List containing classification component weights for each fit Parafac or Parafac2 model, for possibly different numbers of components. The weights used to train classifiers.

priorweights

List containing three elements based on input prior: (1) weight, inverse probability weights per observation, used to balance classes for PLR, NN, and GBM; (2) frac, inverse probability weights per class, used to balance classes for SVM; and (3) pricorrect, uniform priors used to balance classes for RF and RDA.

scenters

List containing center of the scale for each Parafac or Parafac2 model that was fit. Note that, for each component, estimated classification weights are mean-centered before being passed to classification methods. Returns FALSE if argument compscale = FALSE.

sscales

List containing standard devition of the scale for each Parafac or Parafac2 model that was fit. Note that, for each component, estimated classification weights are scaled to have a variance of 1 before being passed to classification methods. Returns FALSE if argument compscale = FALSE.

pcacenter

Numeric vector containing centers for each feature used in PCA. NULL if model is not pca.

Note

For fitting the Parafac model, if argument cmode is not NULL, input array x is reshaped with function aperm such that the cmode dimension of x is ordered last. Estimated mode A and B (and mode C for a four-way array) weights that are outputted as Aweights and Bweights (and Cweights) reflect this permutation. For example, if x is a four-way array and cmode = 2, the original input modes 1, 2, 3, and 4 will correspond to output modes 1, 3, 4, 2. Here, output A = input 1; B = 3, and C = 4 (i.e., the second mode specified by cmode has been moved to the D mode/last mode). For model = "parafac2", classification mode is assumed to be the last mode (i.e., mode C for three-way array and mode D for four-way array). For PCA, if argument cmode is not NULL, and if x is a 3-way or 4-way array, the array is reshaped with aperm such that the cmode dimension of x is ordered first. Then, the array is unfolded into a two-way matrix. If x is already input as a two-way matrix, the matrix is reshaped if cmode is 2, such that the matrix is transposed.

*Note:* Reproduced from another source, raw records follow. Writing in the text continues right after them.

PR #1984, opened 2026-06-04
feat(privacy): token expiry guard — default-deny TTL enforcement 

abdulbeast4-creator:
## Summary

Introduces `isTokenExpired(tokenPayload, ttlInSeconds)` — a production-ready, security-first utility that evaluates whether an access token has exceeded its permitted lifespan. The function implements a **default-deny posture**: any missing, null, or malformed input returns `true` immediately, forcing callers to reject the credential rather than silently pass an unverifiable token.

## Files changed (2 — no stacked diff)

| File | Role |
|------|------|
| `src/utils/privacy/tokenGuard.js` | Production utility |
| `src/utils/privacy/tokenGuard.test.js` | Canonical test (52 assertions) |

## Expiry contract

| Scenario | Input | Returns |
|----------|-------|---------|
| Fresh token (created 1 s ago, TTL 1 h) | `{ createdAt: now-1000 }, 3600` | `false` |
| Expired token (created 2 h ago, TTL 1 h) | `{ createdAt: now-7200000 }, 3600` | `true` |
| TTL = 0 (expires at instant of creation) | `{ createdAt: now-1000 }, 0` | `true` |
| Future `createdAt` (clock skew) | `{ createdAt: now+3600000 }, 3600` | `false` |
| Null / undefined / non-object payload | `null, 3600` | `true` (default-deny) |
| `createdAt` = NaN / Infinity / 0 / negative | `{ createdAt: NaN }, 3600` | `true` (default-deny) |
| `ttlInSeconds` negative / NaN / string | `{ createdAt: now }, -1` | `true` (default-deny) |

## Expiry formula

```
expiresAt = tokenPayload.createdAt + ttlInSeconds * 1000
expired   = Date.now() >= expiresAt
```

The `>=` boundary is intentional — at the exact millisecond of expiry the token is treated as expired, not valid.

## Security guards (three-layer default-deny)

1. **`tokenPayload`** — must be a non-null, non-array plain object; all other types short-circuit to `true`
2. **`createdAt`** — must be a finite positive number; rejects `null`, `undefined`, `NaN`, `±Infinity`, `0`, negative values, and non-numeric types
3. **`ttlInSeconds`** — must be a finite non-negative number; rejects `null`, `undefined`, `NaN`, `Infinity`, and negative durations. TTL `0` is accepted (tokens expire at creation time) and resolved via the expiry check

## Local proof

```
node src/utils/privacy/tokenGuard.test.js

[Suite 1] Active tokens — within TTL window          6/6  PASS
[Suite 2] Expired tokens — past TTL window            5/5  PASS
[Suite 3] TTL boundary conditions                     6/6  PASS
[Suite 4] Malformed tokenPayload → default-deny       7/7  PASS
[Suite 5] Malformed createdAt → default-deny          9/9  PASS
[Suite 6] Malformed ttlInSeconds → default-deny       9/9  PASS
[Suite 7] Return type is always strict boolean        3/3  PASS
[Suite 8] Default-deny symmetry table                 7/7  PASS

──────────────────────────────────────────────────
[PASS] All 52 assertions passed. Token guard expiry contract fully verified.
```

## CI gate checklist

- [x] **PR Base Policy** — targets `integration/pr-train` (not `main`)
- [x] **DCO** — `Signed-off-by: Abdul Rashid <smirthidharmaiit@gmail.com>` on commit
- [x] **Secret Scan** — no secrets, keys, seed values, or `_KEY` variable names present
- [x] **Stacked diff** — branch created fresh from `origin/integration/pr-train`; diff is exactly 2 new files, 0 modified files
- [x] **CommonJS** — `require` / `module.exports`; native `assert`; `process.exit(0/1)`
- [x] **No mocks** — test exercises real production module with real `Date.now()` calls
- [x] **`runTest` pattern** — all 52 assertions wrapped in `runTest(label, fn)`
- [x] **Timing stability** — all timing anchors computed once at test-module load time with hour-scale offsets; no flaky millisecond races

## Trust boundary proof

`isTokenExpired` is a pure, read-only function — it reads `createdAt` from the provided payload and compares against `Date.now()`. The trust boundary is the call site: downstream handlers receive only the resolved boolean; the raw payload and timestamp never propagate beyond the guard. Suite 7 structurally asserts the return is always a strict boolean — not a truthy/falsy value — preventing implicit coercion at integration points. Suite 8 asserts that every combination of bad inputs converges to `true`, proving the default-deny invariant is exhaustive, not piecemeal.

### DIFF
--- a/src/utils/privacy/tokenGuard.js
+++ b/src/utils/privacy/tokenGuard.js
@@ -1,0 +1,70 @@
+"use strict";
+
+/**
+ * isTokenExpired(tokenPayload, ttlInSeconds)
+ *
+ * Determines whether an access token has exceeded its permitted lifespan.
+ *
+ * Security posture — default-deny:
+ *   Any input that is missing, null, non-numeric, NaN, Infinite, or
+ *   structurally malformed causes the function to return `true` immediately,
+ *   forcing the caller to reject the token rather than silently accept
+ *   an unverifiable credential.
+ *
+ * Expiry logic:
+ *   A token is considered expired when:
+ *     Date.now() >= tokenPayload.createdAt + (ttlInSeconds * 1000)
+ *   The `>=` boundary is intentional — at the exact millisecond of expiry
+ *   the token is treated as expired, not valid.
+ *
+ * @param  {object}  tokenPayload   Object containing a `createdAt` field
+ *                                  (Unix epoch in milliseconds, positive finite number)
+ * @param  {number}  ttlInSeconds   Token time-to-live in seconds
+ *                                  (non-negative finite number; 0 = expires immediately)
+ * @returns {boolean}  `true` if the token is expired or the inputs are invalid;
+ *                     `false` if the token is still within its valid window
+ */
+function isTokenExpired(tokenPayload, ttlInSeconds) {
+  // ── Guard 1: tokenPayload must be a non-null, non-array plain object ────────
+  if (
+    tokenPayload === null ||
+    tokenPayload === undefined ||
+    typeof tokenPayload !== "object" ||
+    Array.isArray(tokenPayload)
+  ) {
+    return true;
+  }
+
+  // ── Guard 2: createdAt must be a finite, positive number ────────────────────
+  const createdAt = tokenPayload.createdAt;
+
+  if (
+    createdAt === null ||
+    createdAt === undefined ||
+    typeof createdAt !== "number" ||
+    !isFinite(createdAt) ||    // rejects NaN and ±Infinity
+    createdAt <= 0             // rejects zero, negative, and sub-epoch values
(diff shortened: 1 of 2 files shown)


kushaltrivedi5:
## Closed: unattached token expiry guard superseded

### Direction
The PR adds a root `src/utils/privacy/tokenGuard.js` helper, but the repo has no canonical root `src` runtime and this code is not wired into a shipped token/session/privacy boundary.

### Outcome
I am closing this as a non-merge vehicle because an unattached root helper would create a parallel contract that product checks do not exercise.

### Path To Merge
Resubmit against the actual token validation or session boundary, with route/service tests proving expired tokens are rejected there.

Note that for PCA, Aweights contains the PCA model loadings.

In addition, note that the following combination of arguments will give an error: nfac = 1, family = "multinomial", method = "PLR". The issue arises from providing glmnet::cv.glmnet input x with a matrix that has a single column. The issue is resolved for family = "binomial" because a column of 0s is appended to the single column, but this solution does not appear to work for the multiclass case. As such, this combination of arguments is not currently allowed. This issue will be resolved in a future update.